Evaluate a real function expressed in real spherical harmonics at a set of points.


value = MakeGridPoint (cilm, lat, lon, [lmax, norm, csphase, dealloc])


value : float, ndarray
Value of the function at (lat, lon).


cilm : float, dimension (2, lmaxin+1, lmaxin+1)
The real spherical harmonic coefficients of the function.

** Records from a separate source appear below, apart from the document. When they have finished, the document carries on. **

PR #900, opened 2021-04-28
Send Init message immediately after handshake even if not initiator

devrandom:
We were waiting for the initiator, but the spec doesn't guarantee that they will send Init first, so we might theoretically wait forever.

Also, lnprototest expects this behavior.


TheBlueMatt (approved):

ariard (commented):
Code Review ACK 7113dbd

I read again the BOLT init section and effectively it says :

"
The sending node:
  - MUST send `init` as the first Lightning message for any connection.
 "
 Without precising if the sending maps to inbound or outbound or indifferent. Even if minor, I would invite to clarify the spec on this point.

PR #920, opened 2021-05-12
Background processing of ChannelManager and ChannelMonitor events

jkczyz:
Support processing `Event`s from `ChannelManager` and `ChainMonitor` in the background. Adds an `EventHandler` trait for users to implement and pass to `BackgroundProcessor`. Refactors the `EventsProvider` trait to take such an event handler.

This also addresses a race condition identified in #899 by making use of `PersistenceNotifierGuard` in `ChannelManager` when processing events.


lightning/src/ln/channelmanager.rs
```diff
@@ -3522,22 +3535,27 @@ impl<Signer: Sign, M: Deref, T: Deref, K: Deref, F: Deref, L: Deref> MessageSend
...
+	M::Target: chain::Watch<Signer>,
+	T::Target: BroadcasterInterface,
+	K::Target: KeysInterface<Signer = Signer>,
+	F::Target: FeeEstimator,
+	L::Target: Logger,
 {
-	fn get_and_clear_pending_events(&self) -> Vec<Event> {
+	fn process_pending_events<H: Deref>(&self, handler: H) -> Result<(), E>
+	where H::Target: EventHandler<E> {
+		let _persistence_guard = PersistenceNotifierGuard::new(&self.total_consistency_lock, &self.persistence_notifier);
```
TheBlueMatt, line 3548: After #918 this probably should figure out if any events were processed and not always persist.

lightning/src/util/events.rs
```diff
@@ -381,8 +382,20 @@ pub trait MessageSendEventsProvider {
...
-	/// Gets the list of pending events which were generated by previous actions, clearing the list
-	/// in the process.
-	fn get_and_clear_pending_events(&self) -> Vec<Event>;
+pub trait EventsProvider<E> {
+	/// Processes any generated events with the given event handler.
+	fn process_pending_events<H: Deref>(&self, handler: H) -> Result<(), E>
+		where H::Target: EventHandler<E>;
+}
+
+/// A trait implemented for objects handling events from [`EventsProvider`].
```
TheBlueMatt, line 391: This or the above needs a discussion of the locking semantics and reentrancy.

lightning/src/ln/channelmanager.rs
```diff
@@ -3522,22 +3535,27 @@ impl<Signer: Sign, M: Deref, T: Deref, K: Deref, F: Deref, L: Deref> MessageSend
...
 		//TODO: This behavior should be documented. It's non-intuitive that we query
 		// ChannelMonitors when clearing other events.
 		self.process_pending_monitor_events();
 
-		let mut ret = Vec::new();
 		let mut pending_events = self.pending_events.lock().unwrap();
-		mem::swap(&mut ret, &mut *pending_events);
-		ret
+		for event in pending_events.drain(..) {
+			handler.handle_event(event)?;
```
jkczyz, line 3555: The code as written here will pass back the error of the first encountered error and stop processing events. However, any remaining events are lost because of the `drain`. So this leads to some other questions:
- Should event processing continue if handling one event fails?
- Can a user reasonably recover from an error while handling an event?
- Should unprocessed events remain pending for the next call?

The answer to these will determine what the interface will ultimately look like.

lightning-background-processor/src/lib.rs
```diff
@@ -129,10 +138,12 @@ impl BackgroundProcessor {
 			let mut current_time = Instant::now();
 			loop {
 				peer_manager.process_events();
+				channel_manager.process_pending_events(&event_handler).unwrap(); // TODO: Return the error
+				chain_monitor.process_pending_events(&event_handler).unwrap(); // TODO: Return the error
```
jkczyz, line 142: There's an open question around how to handle errors in `BackgroundProcessor`. Currently, it will simply `unwrap` and fail if there is an error. Alternatively, it could return the error in the same manner as it does for the persister, which would necessitate defining an error type covering both.

jkczyz (commented):
Added some comments that I could use some feedback on.

lightning/src/ln/channelmanager.rs
TheBlueMatt: Right, if we take an error from users we definitely shouldn't just drop events, we should keep feeding them to users. That said, I'm a little dubious that we should let users provide Errors either. We shouldn't take an error unless we can do something reasonable with it - maybe try the event again later or something, but short of that I'm not sure what an error even *means*.

jkczyz: Yeah, I'm starting to think not allowing errors is the best approach. The user can always write an `EventHandler` to do whatever they want (including collecting errors or remaining events) and act upon it after `process_pending_events` returns. But, depending on how implemented, it could leave them in a state where `ChannelManager` is persisted without those events but the user hasn't "fully" handled them either. May just need to spell it out in the documentation.

That said, if they are using `BackgroundProcessor` there would be no way for them to examine the handler after processing.

TheBlueMatt: Right, I guess the only case where errors make sense is some kind of transitory issue that we know will resolve very soon, allowing us to handle the error momentarily while holding off persisting the ChannelManager. That said, I think you could just block in the handler in that case, as long as we only hold an event-specific lock?

Maybe we can have a separate lock allowing us to block any other event handlers from entering while still allowing adding new events from other things going on?

jkczyz: > Right, I guess the only case where errors make sense is some kind of transitory issue that we know will resolve very soon, allowing us to handle the error momentarily while holding off persisting the ChannelManager. That said, I think you could just block in the handler in that case, as long as we only hold an event-specific lock?
> 

Will update this to remove the return type from `handle_event`.

> Maybe we can have a separate lock allowing us to block any other event handlers from entering while still allowing adding new events from other things going on?

`pending_events` is already behind a `Mutex`. But I guess if we want to allow other event producers to add more events, we could immediately drop the lock after either draining fully into a `Vec` or swapping as before.

TheBlueMatt: > pending_events is already behind a Mutex. But I guess if we want to allow other event producers to add more events, we could immediately drop the lock after either draining fully into a Vec or swapping as before.

Right, I guess I was thinking that if a user were handling events in parallel it would be a bug. Now that I think about it more maybe its fine, as long as that's what the user wants.

lightning/src/ln/channelmanager.rs
jkczyz: I think this meant to say #916.

lightning/src/ln/channelmanager.rs
jkczyz: FWIW, swapping retains the same behavior as `get_and_clear_pending_events` since there the lock was held for the duration of the method and then the events were handled by the user. I updated the code accordingly.

lightning-background-processor/src/lib.rs
```diff
@@ -263,30 +291,55 @@ mod tests {
...
+			node.best_block = BestBlock::new(header.block_hash(), height);
+			match i {
+				1 => {
+					node.node.transactions_confirmed(&header, &txdata, height);
+					node.chain_monitor.transactions_confirmed(&header, &txdata, height);
+				},
+				ANTI_REORG_DELAY => {
+					node.node.best_block_updated(&header, height);
+					node.chain_monitor.best_block_updated(&header, height);
+				},
```
valentinewallace, line 321: Wondering why we only call this on the last block, rather than for every block in `i..=ANTI_REORG_DELAY`?

valentinewallace:
Could also be useful to document somewhere what we discussed offline re: expected behavior if we crash in the middle of handling a series of events.

jkczyz (commented):
> Could also be useful to document somewhere what we discussed offline re: expected behavior if we crash in the middle of handling a series of events.

Done.

lightning/src/util/events.rs
```diff
@@ -380,9 +381,32 @@ pub trait MessageSendEventsProvider {
 	fn get_and_clear_pending_msg_events(&self) -> Vec<MessageSendEvent>;
 }
 
-/// A trait indicating an object may generate events
+/// A trait indicating an object may generate events.
+///
+/// Events are processed by a handler given to [`process_pending_events`]. Therefore, implementors
+/// should be mindful to avoid lock reentrancy if a handler may call back into the provider.
```
TheBlueMatt, line 387: Should we make it a part of the contract that callbacks into the provider are allowed/don't run locked, except for (possibly) serialization (in the case of a ChannelManager)? Its kinda hard to work with this API without that guarantee, but its kinda annoying to specify it.

lightning/src/chain/channelmonitor.rs
```diff
@@ -226,7 +226,7 @@ pub(crate) const LATENCY_GRACE_PERIOD_BLOCKS: u32 = 3;
 /// It may cause spurrious generation of bumped claim txn but that's allright given the outpoint is already
 /// solved by a previous claim tx. What we want to avoid is reorg evicting our claim tx and us not
 /// keeping bumping another claim tx to solve the outpoint.
-pub(crate) const ANTI_REORG_DELAY: u32 = 6;
+pub const ANTI_REORG_DELAY: u32 = 6;
```
TheBlueMatt, line 229: Maybe make the last four lines a comment instead of documentation? Feels weird to expose them.

lightning/src/util/events.rs
jkczyz: For `ChannelManager`, both `process_pending_events` and `handle_event` take a read lock. The write lock is only taken after notification (i.e., after `process_pending_events` has returned) -- the handler itself doesn't serialize `ChannelManager`.

So I think the general advice is "don't introduce a deadlock". But now that I think of it, does `RwLock` allow reentrant reads? It appears so though the docs say it _might_ panic.

https://doc.rust-lang.org/std/sync/struct.RwLock.html#panics

lightning-net-tokio/src/lib.rs
```diff
@@ -47,12 +47,12 @@
 //!     lightning_net_tokio::connect_outbound(peer_manager, sender, their_node_id, addr).await;
 //!     loop {
 //!         receiver.recv().await;
-//!         for _event in channel_manager.get_and_clear_pending_events().drain(..) {
-//!             // Handle the event!
-//!         }
-//!         for _event in chain_monitor.get_and_clear_pending_events().drain(..) {
-//!             // Handle the event!
-//!         }
+//!         channel_manager.process_pending_events(&|event| {
```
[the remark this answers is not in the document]
jkczyz: Sure, I can remove it. But I don't quite understand why (if?) my change caused this to longer be necessary.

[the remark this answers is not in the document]
TheBlueMatt: The point of the channel here is to have something that you can use to wake up every time an Event may be generated (by hooking network reads). It's a stupid hack, but it works. Since we now do the handling based on the ChannelManager's own notification interface, I don't think there's any need to do it by hooking network reads anymore.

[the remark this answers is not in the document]
jkczyz: Ah, yeah, that's the piece I was missing. Sill need to call that interface here to avoid busy waiting.

lightning/src/util/events.rs
TheBlueMatt: > So I think the general advice is "don't introduce a deadlock".

Right, but the docs don't *really* give you enough information to know what would and what would not cause a deadlock. Reading it naively, I'd think I need to queue all the events and then call back to ChannelManager separately as calling back to it may cause a deadlock. Providing more information would let users do more without fear, though we have to be precise and decide what we're willing to commit to in the API and what not.

> does RwLock allow reentrant reads?

I assumed it would...I mean you're allowed to take as many read locks as you want....

jkczyz: > Right, but the docs don't _really_ give you enough information to know what would and what would not cause a deadlock. Reading it naively, I'd think I need to queue all the events and then call back to ChannelManager separately as calling back to it may cause a deadlock. Providing more information would let users do more without fear, though we have to be precise and decide what we're willing to commit to in the API and what not.

Understood, but these aren't `ChannelManager`'s docs. And note that this line is talking about someone implementing `EventsProvider` not `EventHandler`.  It's really up to an implementor of `EventsProvider` to determine what is safe for a handler to call. We don't need to restrict it at the trait level.

TheBlueMatt: Right, I guess then the docs are somewhat confusing to me - I read them as "user, you should be careful of reentrancy when calling methods here", not "note to RL implementors, be careful of reentrancy". We should have some docs per-implementor that talks about reentrancy, I guess, though sadly Rust really hides the impl-level docs for a trait implementation, making them hard to find :(.

lightning-background-processor/src/lib.rs
```diff
@@ -263,30 +291,55 @@ mod tests {
...
-		let bg_processor = BackgroundProcessor::start(callback, nodes[0].node.clone(), nodes[0].peer_manager.clone(), nodes[0].logger.clone());
-
 		// Go through the channel creation process until each node should have something persisted.
 		let tx = open_channel!(nodes[0], nodes[1], 100000);
 
+		// Initiate the background processors to watch each node.
+		let data_dir = nodes[0].persister.get_data_dir();
+		let persister = move |node: &ChannelManager<InMemorySigner, Arc<ChainMonitor>, Arc<test_utils::TestBroadcaster>, Arc<KeysManager>, Arc<test_utils::TestFeeEstimator>, Arc<test_utils::TestLogger>>| FilesystemPersister::persist_manager(data_dir.clone(), node);
+		let event_handler = |_| {};
+		let bg_processor = BackgroundProcessor::start(persister, event_handler, nodes[0].chain_monitor.clone(), nodes[0].node.clone(), nodes[0].peer_manager.clone(), nodes[0].logger.clone());
```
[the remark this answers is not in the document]
valentinewallace: Ah, I see. The comment above `open_channel!` may need updating since it implies that a ChannelManager will be persisted by the time it finishes. 

> Initially, I didn't move it, but the test failed in CI because open_channel! calls get_and_clear_pending_events, which races with BackgroundProcessor. That is it, the event handler may process the FundingGenerationReady event before open_channel! can do so, causing an assertion to fail in open_channel!.
 
Could we add a comment about this? :) Otherwise the test structure is a bit unintuitive to me

lightning/src/util/events.rs
```diff
@@ -380,9 +381,32 @@ pub trait MessageSendEventsProvider {
...
+	/// duplicate events across process restarts. This may occur if the provider was recovered from
+	/// an old state (i.e., it hadn't been successfully persisted after processing pending events).
+	fn process_pending_events<H: Deref>(&self, handler: H) where H::Target: EventHandler;
+}
+
+/// A trait implemented for objects handling events from [`EventsProvider`].
+pub trait EventHandler {
+	/// Handles the given [`Event`].
+	///
+	/// See [`EventsProvider::process_pending_events`] for details that must be considered when
```
valentinewallace, line 403: Could point to the overall trait docs since those seem to have considerations (like the reentrancy) that could be pertinent as well

lightning-background-processor/src/lib.rs
```diff
@@ -101,25 +104,31 @@ impl BackgroundProcessor {
...
-		M::Target: 'static + chain::Watch<Signer>,
+		CF::Target: 'static + chain::Filter,
+		CW::Target: 'static + chain::Watch<Signer>,
 		T::Target: 'static + BroadcasterInterface,
 		K::Target: 'static + KeysInterface<Signer = Signer>,
 		F::Target: 'static + FeeEstimator,
 		L::Target: 'static + Logger,
+		P::Target: 'static + channelmonitor::Persist<Signer>,
 		CMH::Target: 'static + ChannelMessageHandler,
 		RMH::Target: 'static + RoutingMessageHandler,
```
valentinewallace, line 133: Lol a casual 30-line method signature... Curious what the "best practice" for this would be. Definitely has been an issue since before this PR though.

lightning/src/chain/channelmonitor.rs
```diff
@@ -222,11 +222,11 @@ pub(crate) const CLTV_CLAIM_BUFFER: u32 = 18;
...
-/// We use also this delay to be sure we can remove our in-flight claim txn from bump candidates buffer.
-/// It may cause spurrious generation of bumped claim txn but that's allright given the outpoint is already
-/// solved by a previous claim tx. What we want to avoid is reorg evicting our claim tx and us not
-/// keeping bumping another claim tx to solve the outpoint.
-pub(crate) const ANTI_REORG_DELAY: u32 = 6;
+// We also use this delay to be sure we can remove our in-flight claim txn from bump candidates buffer.
+// It may cause spurious generation of bumped claim txn but that's alright given the outpoint is already
+// solved by a previous claim tx. What we want to avoid is reorg evicting our claim tx and us not
+// keep bumping another claim tx to solve the outpoint.
+pub const ANTI_REORG_DELAY: u32 = 6;
```
valentinewallace, line 229: Could add or expose some public docs for this.

lightning/src/ln/channelmanager.rs
```diff
@@ -3563,21 +3573,29 @@ impl<Signer: Sign, M: Deref, T: Deref, K: Deref, F: Deref, L: Deref> MessageSend
...
+	F::Target: FeeEstimator,
+	L::Target: Logger,
 {
-	fn get_and_clear_pending_events(&self) -> Vec<Event> {
-		//TODO: This behavior should be documented. It's non-intuitive that we query
-		// ChannelMonitors when clearing other events.
-		self.process_pending_monitor_events();
+	fn process_pending_events<H: Deref>(&self, handler: H) where H::Target: EventHandler {
+		PersistenceNotifierGuard::optionally_notify(&self.total_consistency_lock, &self.persistence_notifier, || {
+			//TODO: This behavior should be documented. It's non-intuitive that we query
```
valentinewallace, line 3585: nit: space before todo + s/non-intuitive/unintuitive

valentinewallace (commented):
Submitted some comments too early. Just some docs nits + the reentrancy clarification, otherwise LGTM

lightning/src/ln/channelmanager.rs
```diff
@@ -3563,21 +3573,29 @@ impl<Signer: Sign, M: Deref, T: Deref, K: Deref, F: Deref, L: Deref> MessageSend
...
+	K::Target: KeysInterface<Signer = Signer>,
+	F::Target: FeeEstimator,
+	L::Target: Logger,
 {
-	fn get_and_clear_pending_events(&self) -> Vec<Event> {
-		//TODO: This behavior should be documented. It's non-intuitive that we query
-		// ChannelMonitors when clearing other events.
-		self.process_pending_monitor_events();
+	fn process_pending_events<H: Deref>(&self, handler: H) where H::Target: EventHandler {
+		PersistenceNotifierGuard::optionally_notify(&self.total_consistency_lock, &self.persistence_notifier, || {
```
TheBlueMatt, line 3584: While you're at it, can you add a persistence notifier in `get_and_clear_pending_msg_events` too, if it does actual work.

lightning/src/util/events.rs
jkczyz: Re-wrote the docs to separate implementation and uses. Also added docs to `ChannelManager` and `ChainMonitor` implementations. Let me know if anything isn't clear or could be expanded upon.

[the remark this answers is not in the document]
jkczyz: Rewrote as per earlier discussion. Let me know if anything could be cleared up further.

lightning-background-processor/src/lib.rs
jkczyz: Not sure honestly unless we want to use trait objects. :(

lightning-net-tokio/src/lib.rs
```diff
@@ -43,32 +41,30 @@
 //!
 //! // Connect to node with pubkey their_node_id at addr:
 //! async fn connect_to_node(peer_manager: PeerManager, chain_monitor: Arc<ChainMonitor>, channel_manager: ChannelManager, their_node_id: PublicKey, addr: SocketAddr) {
-//!     let (sender, mut receiver) = mpsc::channel(2);
```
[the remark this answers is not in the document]
jkczyz: Good question! I think `Cargo.lock` handles this for us since it will add the revision to the package source.

lightning/src/chain/channelmonitor.rs
valentinewallace: Ah, I missed that, thanks

lightning/src/util/events.rs
TheBlueMatt: Having a whole section dedicated to `Implementations` that contains instructions for how to implement just feels really wrong in public docs here? In practice, I can't imagine we ever expect users to implement this, so it becomes just a list of instructions to ourselves in public docs?

lightning/src/ln/channelmanager.rs
```diff
@@ -3551,33 +3562,59 @@ impl<Signer: Sign, M: Deref, T: Deref, K: Deref, F: Deref, L: Deref> MessageSend
...
+			} else {
+				result.replace(pending_events);
+				NotifyOption::DoPersist
+			}
+		});
+		result.into_inner()
 	}
 }
 
+/// Provides events that must be periodically handled.
```
TheBlueMatt, line 3586: These docs are collapsed by default on the ChannelManager page, beside four other trait implementations, making them basically invisible IMO. I don't know if there's a way to change rustdoc's behavior here, but I wonder if it makes sense to explicitly link to the known concrete implementations in the `EventsProvider` docs and say, eg, "eg see [\`ChannelManager::process_pending_events\`] and ..." which seems to handle opening the panel.

lightning/src/ln/channelmanager.rs
```diff
@@ -3551,33 +3562,59 @@ impl<Signer: Sign, M: Deref, T: Deref, K: Deref, F: Deref, L: Deref> MessageSend
...
-		ret
+			let mut pending_events = Vec::new();
+			let mut channel_state = self.channel_state.lock().unwrap();
+			mem::swap(&mut pending_events, &mut channel_state.pending_msg_events);
+
+			if pending_events.is_empty() {
+				NotifyOption::SkipPersist
+			} else {
+				result.replace(pending_events);
+				NotifyOption::DoPersist
```
TheBlueMatt, line 3579: Because message events aren't persisted as a part of ChannelManager (and we never assume that messages will be delivered between when we create them and give them to peers), I dont think this needs a persistence. However, we should be checking if a persist is required as a result of `process_pending_monitor_events` (both here and in `process_pending_events` below).

lightning-net-tokio/src/lib.rs
```diff
@@ -218,11 +202,10 @@ impl Connection {
 		}
 		if let Disconnect::PeerDisconnected = disconnect_type {
 			peer_manager_ref.socket_disconnected(&our_descriptor);
-			Self::event_trigger(&mut us.lock().unwrap());
```
TheBlueMatt, line 221: Oops, I forgot that we're also relying on the event trigger thing here to call `peer_manager.process_events()` (which is also dumb...). Can you add a call to it after the select in the loop and maybe here after the disconnect as well? (while you're at it, we don't need the `peer_manager_ref` clone anymore, it seems?).

TheBlueMatt (commented):
Aside from two functional comments here and the two doc comments, this all looks good.

lightning/src/util/events.rs
jkczyz: Combined and rephrased in terms of requirements.

TheBlueMatt (approved):

lightning/src/chain/chainmonitor.rs
```diff
@@ -306,12 +315,17 @@ impl<ChannelSigner: Sign, C: Deref, T: Deref, F: Deref, L: Deref, P: Deref> even
 	      L::Target: Logger,
 	      P::Target: channelmonitor::Persist<ChannelSigner>,
 {
-	fn get_and_clear_pending_events(&self) -> Vec<Event> {
+	/// Processes [`SpendableOutputs`] events produced from each [`ChannelMonitor`] upon maturity.
+	///
+	/// [`SpendableOutputs`]: events::Event::SpendableOutputs
```
valentinewallace, line 320: Should we note explicitly that calling back into the provider is OK?

valentinewallace (approved):

lightning/src/chain/chainmonitor.rs
jkczyz: Hmm, good catch. Though we don't expect any need to call back, It's actually not safe to call `watch_channel` since it would attempt to take a `write` lock while already holding a `read` lock.

jkczyz: Actually, never mind. We drop the read lock before calling the handler.

TheBlueMatt:
D'oh. Sorry, I missed this conflicted with 851 before I hit merge. Could you do a quick rebase.

jkczyz:
> D'oh. Sorry, I missed this conflicted with 851 before I hit merge. Could you do a quick rebase.

Sure thing. One sec.

valentinewallace (approved):

lightning/src/ln/channelmanager.rs
```diff
@@ -3680,35 +3693,69 @@ impl<Signer: Sign, M: Deref, T: Deref, K: Deref, F: Deref, L: Deref> MessageSend
...
+			let mut result = NotifyOption::SkipPersist;
+
+			// TODO: This behavior should be documented. It's unintuitive that we query
+			// ChannelMonitors when clearing other events.
+			if self.process_pending_monitor_events() {
+				result = NotifyOption::DoPersist;
+			}
 
-		self.check_free_holding_cells();
+			self.check_free_holding_cells();
```
TheBlueMatt, line 3706: I think we need to check `check_free_holding_cells` for updates to persist as well.

jkczyz: Ah, sorry. Didn't look at that closely enough. Figured it was a simple merge conflict. Let me fix it.

jkczyz: To confirm my understand, should we persist whenever `check_free_holding_cells` gets any failed HTLCs back from `maybe_free_holding_cell_htlcs`? Or is the condition more complicated?

https://github.com/rust-bitcoin/rust-lightning/blob/4e8bed20760ee1b53cf2fd15d4a9897780c4fab5/lightning/src/ln/channelmanager.rs#L3524

TheBlueMatt: We should also persist if we get a `ChannelMonitorUpdate` back from `maybe_free_holding_cell_htlcs` (`ChannelMonitorUpdate`s are always a surefire reason to persist - if we're out of sync when we come back up we have to force-close). Reading the code in channel that should suffice, but maybe add a comment in `maybe_free_holding_cell_htlcs` and/or `free_holding_cell_htlcs` that notes that we won't persist unless we get some values back in the return.

jkczyz: Left the comment out since it's really a concern of `ChannelManager`. Made the logic in `check_free_holding_cells` explicit, though, so hopefully this is clear.

TheBlueMatt (approved):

The coefficients C0lm and C1lm refer to the cosine (Clm) and sine (Slm) coefficients, respectively, with Clm=cilm[0,1,m] and Slm=cilm[1,l,m].
lat : float, array_like
The geocentric latitude of the point in degrees.
lon : float, array_like
The longitude of the point in degrees.
lmax : integer, array_like, optional, default = lmaxin
The maximum spherical harmonic degree used in evaluating the function.
norm : integer, array_like, optional, default = 1
1 (default) = Geodesy 4-pi normalized harmonics; 2 = Schmidt semi-normalized harmonics; 3 = unnormalized harmonics; 4 = orthonormal harmonics.
csphase : integer, array_like, optional, default = 1
1 (default) = do not apply the Condon-Shortley phase factor to the associated Legendre functions; -1 = append the Condon-Shortley phase factor of (-1)^m to the associated Legendre functions.
dealloc : integer, array_like, optional, default = 0
0 (default) = Save variables used in the external Legendre function calls. (1) Deallocate this memory at the end of the funcion call.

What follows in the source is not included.